Urban Renewal’s Legacy

photo by Ziggymarley01

I was quoted in The Ledger (Florida) in Seeking Progress, City Upended Lives in Eliminating Moorehead Community. It opens,

After selecting Moorehead as the site of a new auditorium, Lakeland officials began efforts 50 years ago to inform residents, assess properties, make offers to owners and assist residents in finding new places to live.

Dividing the predominantly black neighborhood roughly in half, the city planned to acquire all of the eastern section north of Lime Street by 1971 and the remainder in 1972.

The campaign, which displaced 122 families, fit into a decades-long national phenomenon in which cities partially or completely removed minority neighborhoods for projects aimed at fostering urban renewal.

The American Housing Act of 1949, part of President Harry Truman’s “Fair Deal,” established the power of governments to seize private property for projects categorized as urban renewal. It also made federal funds available for such projects.

Though intended to replace substandard housing with better options, the Act spurred a flurry of activity that wound up displacing minorities, said David Reiss, a professor at Brooklyn Law School and academic program director of The Center for Urban Business Entrepreneurship. Cities used the program’s Title I funding to engage in what was sometimes called “Negro removal” or “slum clearance.”
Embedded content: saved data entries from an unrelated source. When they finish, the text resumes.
PR #4250, opened 2021-04-16
Align `comments-time-machine-links` banner to the site header

### LINKED ISSUE #4227: `comment-time-machine-links` is misaligned
Either we align it with the black header or we align it with the repo. I think the header is easier.

Screen Shot

Live URL:  https://github.com/sindresorhus/refined-github/blob/main/media/promo.png

GitHub’s information bar is aligned to the black bar:

```js
// https://github.com/sindresorhus/refined-github/blob/master/media/promo.png
```

Screen Shot 1

yakov116:
Fixes #4227

## Test URLs
https://github.com/sindresorhus/refined-github/blob/main/media/promo.png?rgh-link-date=2017-04-12T07%3A11%3A49Z

## Screenshot
image

### DIFF
--- a/source/github-widgets/notice-bar.tsx
+++ b/source/github-widgets/notice-bar.tsx
@@ -21,8 +21,11 @@ export default function addNotice(
 ): void {
 	select('#start-of-content')!.after(
 		<div className={`flash flash-full flash-${type}`}>
-			<div className="container-lg px-3 d-flex flex-items-center flex-justify-between">
-				<div>{message}</div> {action}
+			<div className="px-2">
+				{action}
+				<div>
+					{message}
+				</div>
 			</div>
 		</div>
 	);
--- a/source/github-widgets/notice-bar.tsx
+++ b/source/github-widgets/notice-bar.tsx
@@ -20,12 +20,10 @@ export default function addNotice(
 	}: Options = {}
 ): void {
 	select('#start-of-content')!.after(
-		<div className={`flash flash-full flash-${type}`}>
-			<div className="px-2">
-				{action}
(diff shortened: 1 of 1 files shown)


fregante:
Hard to see the alignment in the screenshot if the window is 20px larger than the body width 😃

source/github-widgets/notice-bar.tsx
```diff
@@ -21,8 +21,11 @@ export default function addNotice(
 ): void {
 	select('#start-of-content')!.after(
 		<div className={`flash flash-full flash-${type}`}>
-			<div className="container-lg px-3 d-flex flex-items-center flex-justify-between">
-				<div>{message}</div> {action}
+			<div className="px-2">
```
fregante, line 24: Can this element be dropped? `px-2` can probably go on the parent

yakov116: I copied the DOM GitHub uses when marking a PR ready for review.

Can't test now.

fregante (changes requested):
Screen Shot

This is what I see without the flex classes

yakov116:
Isn't that what you wanted?

> **Either we align it with the black header** or we align it with the repo.

fregante:
Look on the right side. It's not aligned

fregante:
Ah sorry, I recreated the change in my developer tools but I didn't notice you also flipped the position of the button in the DOM. It works correctly and I also dropped the wrapper now. I had resolved the review because my next comment made me think that `d-flex` was going to be needed anyway.

fregante (approved):

PR #4274, opened 2021-04-24
Meta: Improve issue template chooser screen

fregante:
I think screen has too much text and an unexpected order. Unfortunately GitHub requires 2 lines so I added some emojis. Alternatives welcome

Before the federal program was halted in 1974, some 2,500 urban renewal projects displaced about 1 million people nationwide, Reiss said.

“Two-thirds of those people were African-American, and if you think about African-Americans being 12 percent of the population, they were being displaced at a multiple, maybe at five times the rate of other Americans and particularly white Americans,” Reiss said. “So urban renewal really reshapes the urban fabric across the country.”

Property in minority communities tended to be cheaper to acquire, especially during the peak period of urban renewal, and Reiss said minorities also were less equipped to challenge authorities.

“It was structural racism on one level, where the majority would find it much easier to displace a black community than they would to displace a white community, although displacement wasn’t only in black communities — but as we see it’s overwhelmingly in black communities,” he said. “Because black communities were often poor, that would be another reason — being in a poor community would give you less political power to fight something like this.”

The Silent Housing Crisis

J. Ronald Terwilliger

J. Ronald Terwilliger

The J. Ronald Terwilliger Foundation for Housing America’s Families, a new entity, has issued its first white paper on the Silent Housing Crisis: A Snapshot of Current and Future Conditions. The paper covers some of the same ground as another recent Urban Institute report that I had recently blogged about (and, indeed, it is informed by the work of those UI researchers, as can be seen in the endnotes), but it raises some interesting issues of its own.

The white paper opens with a quotation from President Truman’s Statement upon signing the Housing Act of 1949, which

establishes as a national objective the achievement as soon as feasible of a decent home and a suitable living environment for every American family, and sets forth the policies to be followed in advancing toward that goal. These policies are thoroughly consistent with American ideals and traditions. They recognize and preserve local responsibility, and the primary role of private enterprise, in meeting the Nation’s housing needs. But they also recognize clearly the necessity for appropriate Federal aid to supplement the resources of communities and private enterprise. (3)

The white paper argues that the United States

is unprepared for the tremendous challenges that a rapidly expanding renter population will pose to the already strained housing system. Absent a comprehensive and sustained policy response, it is likely that rental cost burdens will only grow in intensity and scope, undermining the stability and dampening the hopes of millions of American families. These conditions, in turn, will exacerbate income inequality, diminish the prospects of social mobility for countless individuals, make us less competitive in the global marketplace, and ultimately hinder America’s economic growth. (6)

While the white paper has a lot to offer in diagnosing problems in the American housing sector, I was surprised to find that it failed to discuss the role of restrictive zoning in increasing the cost of housing, particularly in the vibrant communities that are the main engines of job creation. Any serious effort to address the lack of decent and affordable housing has to tackle the problem of restrictive zoning.

The Terwilliger Foundation was founded in 2014 and “seeks to recalibrate federal housing policy so that it more effectively addresses our nation’s critical affordable housing challenges and meets the housing needs of future generations. The Foundation will offer a set of practical suggestions for tax, spending, and mortgage finance reform that is responsive to the ongoing crisis in housing and the profound demographic changes now transforming America. ” (2) It is good to have another voice in the mix on these important issues. The foundation’s namesake is the Chairman of Terwilliger Pappas Multifamily Properties and is the Chairman Emeritus of Trammell Crow Residential Company, the largest multifamily developer in the U.S. for many years.